_PROBLEM REQUIREMENTS_
Search the material and gather each line with "files" in it.
----------
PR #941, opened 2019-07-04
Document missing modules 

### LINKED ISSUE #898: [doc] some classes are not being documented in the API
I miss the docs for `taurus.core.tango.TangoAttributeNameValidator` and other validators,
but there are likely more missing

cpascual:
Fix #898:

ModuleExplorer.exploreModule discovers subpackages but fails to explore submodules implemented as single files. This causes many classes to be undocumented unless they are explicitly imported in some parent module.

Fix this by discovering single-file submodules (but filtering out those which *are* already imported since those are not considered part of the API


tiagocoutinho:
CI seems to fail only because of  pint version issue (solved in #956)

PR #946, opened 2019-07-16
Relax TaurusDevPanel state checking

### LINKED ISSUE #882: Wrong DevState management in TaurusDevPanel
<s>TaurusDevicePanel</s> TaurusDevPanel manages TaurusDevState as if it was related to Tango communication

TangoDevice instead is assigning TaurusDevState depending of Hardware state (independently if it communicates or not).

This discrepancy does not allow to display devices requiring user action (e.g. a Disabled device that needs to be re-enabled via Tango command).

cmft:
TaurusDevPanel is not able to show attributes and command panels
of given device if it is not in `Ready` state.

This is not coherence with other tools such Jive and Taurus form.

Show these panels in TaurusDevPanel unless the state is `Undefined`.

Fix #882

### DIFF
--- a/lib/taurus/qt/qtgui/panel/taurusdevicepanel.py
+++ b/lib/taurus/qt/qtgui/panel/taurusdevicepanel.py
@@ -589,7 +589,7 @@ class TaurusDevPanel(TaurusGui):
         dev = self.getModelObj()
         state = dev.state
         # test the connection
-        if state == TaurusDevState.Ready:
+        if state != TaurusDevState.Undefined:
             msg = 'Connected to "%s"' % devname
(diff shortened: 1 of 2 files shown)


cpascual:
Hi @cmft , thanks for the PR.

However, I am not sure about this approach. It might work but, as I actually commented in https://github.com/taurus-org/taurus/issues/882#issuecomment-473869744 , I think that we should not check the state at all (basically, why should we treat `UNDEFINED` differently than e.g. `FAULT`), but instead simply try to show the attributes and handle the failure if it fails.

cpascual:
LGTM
----------
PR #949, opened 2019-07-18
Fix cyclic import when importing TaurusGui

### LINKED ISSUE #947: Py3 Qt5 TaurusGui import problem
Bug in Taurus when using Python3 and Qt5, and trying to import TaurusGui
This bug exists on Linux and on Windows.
----------
_ANSWER SECTION_
ModuleExplorer.exploreModule discovers subpackages but fails to explore submodules implemented as single files. This causes many classes to be undocumented unless they are explicitly imported in some parent module.
(diff shortened: 1 of 2 files shown)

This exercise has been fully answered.